I want to begin by commending this committee for its thorough and thoughtful consideration of the future of Federal dairy policy, and NMPF appreciates having had the opportunity 3 months ago to provide you with input to this committee on the shape of the next farm bill. Your leadership and your vigilance in pursuing an expeditious, fair process has reinforced dairy farmers' confidence in how such policies are developed.
I want to express our support for the committee's concept paper, and I pledge our organization's cooperation in helping you move this effort from concept into law.
Let me briefly comment on the significant points of interest to the dairy producer community contained in the committee draft.

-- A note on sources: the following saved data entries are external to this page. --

PR #739, opened 2026-07-02
CO-4590: Deprecate Node AWS Rebalancing Recommendation

nkotikov-castai:
This MR deprecates AWS Rebalancing Recommendation option `aws-rebalance-recommendations` for Resource Node Template, making Cast AI ML the only option: `interruption-predictions`.

---
### What changed
Deprecates the legacy AWS rebalance-recommendation spot interruption prediction type and makes Cast AI ML predictions the default across the provider. Existing configurations using the old value continue to work but are normalized internally, and Terraform diffs are suppressed when the old and new values map to the same underlying prediction type.

### Why
Cast AI ML predictions are now used for all spot interruption prediction, so the legacy `AWSRebalanceRecommendations` / `aws-rebalance-recommendations` option is obsolete. Smoothing the transition avoids forcing immediate state migrations while guiding users to the supported setting.

### Key changes

- `castai/resource_autoscaler.go`
  - Changed the default for `spot_interruption_predictions_type` from `AWSRebalanceRecommendations` to `CASTAIInterruptionPredictions`.
  - Marked the old value as deprecated.
  - Added `DiffSuppressFunc` to treat `AWSRebalanceRecommendations` as equivalent to `CASTAIInterruptionPredictions`.

- `castai/resource_node_template.go`
  - Added a default value of `interruption-predictions` for `FieldNodeTemplateSpotInterruptionPredictionsType`.
  - Deprecated `aws-rebalance-recommendations` and updated the description.
  - Added `DiffSuppressFunc` to suppress diffs between the deprecated and normalized values.
  - Updated `flattenConstraints` and `toTemplateConstraints` to normalize the deprecated value via `normalizeSpotInterruptionPredictionsType`.
  - Added `normalizeSpotInterruptionPredictionsType` helper.

- `castai/resource_node_template_test.go`
  - Added unit tests for normalization, read/write path normalization, and diff suppression behavior.

- `docs/resources/autoscaler.md` and `docs/resources/node_template.md`
  - Updated documentation to reflect deprecation and the new default.

### Impact

- Existing Terraform configs that explicitly set the deprecated value will continue to plan/apply cleanly because the diff suppression and normalization treat both values as equivalent.
- The effective default prediction type changes to Cast AI ML predictions (`CASTAIInterruptionPredictions` / `interruption-predictations`). For most users this is transparent, but plans may show a one-time suppressed update if the previous default was recorded.
- The deprecated values remain valid in `ValidateDiagFunc` for backward compatibility; they will be removed in a future major version.

### DIFF
--- a/castai/resource_autoscaler.go
+++ b/castai/resource_autoscaler.go
@@ -391,9 +391,19 @@ func resourceAutoscaler() *schema.Resource {
 												FieldSpotInterruptionPredictionsType: {
 													Type:             schema.TypeString,
 													Optional:         true,
-													Default:          "AWSRebalanceRecommendations",
-													Description:      "define the type of the spot interruption prediction to handle. Allowed values are AWSRebalanceRecommendations, CASTAIInterruptionPredictions.",
+													Default:          "CASTAIInterruptionPredictions",
+													Description:      "define the type of the spot interruption prediction to handle. The value \"AWSRebalanceRecommendations\" is deprecated; use \"CASTAIInterruptionPredictions\".",
+													Deprecated:       "The value \"AWSRebalanceRecommendations\" is deprecated. Cast AI ML predictions are now used for all spot interruption prediction.",
 													ValidateDiagFunc: validation.ToDiagFunc(validation.StringInSlice([]string{"AWSRebalanceRecommendations", "CASTAIInterruptionPredictions"}, false)),
+													DiffSuppressFunc: func(k, oldVal, newVal string, d *schema.ResourceData) bool {
+														normalize := func(v string) string {
+															if v == "AWSRebalanceRecommendations" {
+																return "CASTAIInterruptionPredictions"
+															}
+															return v
+														}
+														return normalize(oldVal) == normalize(newVal)
+													},
 												},
 											},
 										},
--- a/castai/resource_node_template.go
+++ b/castai/resource_node_template.go
@@ -291,8 +291,13 @@ func resourceNodeTemplate() *schema.Resource {
 						FieldNodeTemplateSpotInterruptionPredictionsType: {
 							Type:             schema.TypeString,
 							Optional:         true,
-							Description:      "Spot interruption predictions type. Can be either \"aws-rebalance-recommendations\" or \"interruption-predictions\".",
+							Default:          "interruption-predictions",
+							Description:      "Spot interruption predictions type. Only \"interruption-predictions\" is supported.",
+							Deprecated:       "The value \"aws-rebalance-recommendations\" is deprecated and will be removed in a future major version. Cast AI ML predictions (\"interruption-predictions\") are now used for all spot interruption prediction.",
 							ValidateDiagFunc: validation.ToDiagFunc(validation.StringInSlice([]string{"aws-rebalance-recommendations", "interruption-predictions"}, false)),
+							DiffSuppressFunc: func(k, oldVal, newVal string, d *schema.ResourceData) bool {
+								return normalizeSpotInterruptionPredictionsType(oldVal) == normalizeSpotInterruptionPredictionsType(newVal)
+							},
 						},
 						FieldNodeTemplateMinCpu: {
 							Type:        schema.TypeInt,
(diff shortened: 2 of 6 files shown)


castai/resource_autoscaler.go
```diff
@@ -391,9 +391,19 @@ func resourceAutoscaler() *schema.Resource {
 												FieldSpotInterruptionPredictionsType: {
 													Type:             schema.TypeString,
 													Optional:         true,
-													Default:          "AWSRebalanceRecommendations",
-													Description:      "define the type of the spot interruption prediction to handle. Allowed values are AWSRebalanceRecommendations, CASTAIInterruptionPredictions.",
+													Default:          "CASTAIInterruptionPredictions",
+													Description:      "define the type of the spot interruption prediction to handle. The value \"AWSRebalanceRecommendations\" is deprecated; use \"CASTAIInterruptionPredictions\".",
+													Deprecated:       "The value \"AWSRebalanceRecommendations\" is deprecated. Cast AI ML predictions are now used for all spot interruption prediction.",
```
thomasstrang-cast, line 396: This whole block is deprecated but I geuss we could update the field anyway - see line 382

castai/resource_node_template.go
```diff
@@ -290,19 +289,19 @@ func resourceNodeTemplate() *schema.Resource {
...
 							Type:             schema.TypeString,
 							Optional:         true,
-							Description:      "Spot interruption predictions type. Can be either \"aws-rebalance-recommendations\" or \"interruption-predictions\".",
+							Default:          "interruption-predictions",
+							Description:      "Spot interruption predictions type. Only \"interruption-predictions\" is supported.",
+							Deprecated:       "The value \"aws-rebalance-recommendations\" is deprecated and will be removed in a future major version. Cast AI ML predictions (\"interruption-predictions\") are now used for all spot interruption prediction.",
 							ValidateDiagFunc: validation.ToDiagFunc(validation.StringInSlice([]string{"aws-rebalance-recommendations", "interruption-predictions"}, false)),
+							DiffSuppressFunc: func(k, oldVal, newVal string, d *schema.ResourceData) bool {
+								return normalizeSpotInterruptionPredictionsType(oldVal) == normalizeSpotInterruptionPredictionsType(newVal)
+							},
```
thomasstrang-cast, line 300: We can just suppress this entire field
```suggestion
							DiffSuppressFunc: func(k, oldVal, newVal string, d *schema.ResourceData) bool {
								return True
							},
```

castai/resource_node_template.go
```diff
@@ -1076,8 +1075,10 @@ func flattenConstraints(c *sdk.NodetemplatesV1TemplateConstraints) ([]map[string
 		out[FieldNodeTemplateSpotInterruptionPredictionsEnabled] = c.SpotInterruptionPredictionsEnabled
 	}
 	if c.SpotInterruptionPredictionsType != nil {
-		out[FieldNodeTemplateSpotInterruptionPredictionsType] = c.SpotInterruptionPredictionsType
+		normalized := normalizeSpotInterruptionPredictionsType(*c.SpotInterruptionPredictionsType)
+		out[FieldNodeTemplateSpotInterruptionPredictionsType] = &normalized
 	}
+
```
thomasstrang-cast, line 1088: can just delete this

castai/resource_node_template.go
```diff
@@ -1753,7 +1748,7 @@ func toTemplateConstraints(obj map[string]any) *sdk.NodetemplatesV1TemplateConst
 		out.SpotInterruptionPredictionsEnabled = toPtr(v)
 	}
 	if v, ok := obj[FieldNodeTemplateSpotInterruptionPredictionsType].(string); ok {
-		out.SpotInterruptionPredictionsType = toPtr(v)
+		out.SpotInterruptionPredictionsType = toPtr(normalizeSpotInterruptionPredictionsType(v))
 	}
```
thomasstrang-cast, line 1767: can just delete this

thomasstrang-cast (changes requested):
LGTM, suggestions are not blocking if you disagree

castai/resource_node_template.go
nkotikov-castai: Won't it break silently and hide the diff if we add some third value?

thomasstrang-cast: if someone puts 'foobar' then it will show no diff yeah. But it won't break, it just won't send the deprecated field to the backend, if we delete the addition of out[FieldNodeTemplateSpotInterruptionPredictionsType] below

thomasstrang-cast (approved):

castai/resource_node_template.go
nkotikov-castai: Idk, I suggest we still show the diff, because why not?... I feel that it's better to show it?  Or is it a bad practice to do?

nkotikov-castai:
@getkimchi review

First and foremost, we support the committee's recommendation that the Dairy Price Support Program should be extended at 10 years for a current level of $9.90 per hundredweight. This program is the dairy farmer safety net. No better or more cost-effective program exists to provide farmers a modest counter-cyclical program to protect against potentially devastating low prices. The price program extension will provide for a certain level of stability, which will in turn allow dairy farmers to plan for the future with confidence. At the authorized price level we do not believe the Price Support Program will serve as a simulative to excess production and will serve as a true safety net.
Likewise, we are equally supportive of the recommendations that the Dairy Export Incentive Program be extended and funded to the maximum extent possible under our WTO commitments. Until the export subsidies of our competitors are eliminated we must retain an ability to keep a toe-hold in foreign commodity export markets through the DEIP Program.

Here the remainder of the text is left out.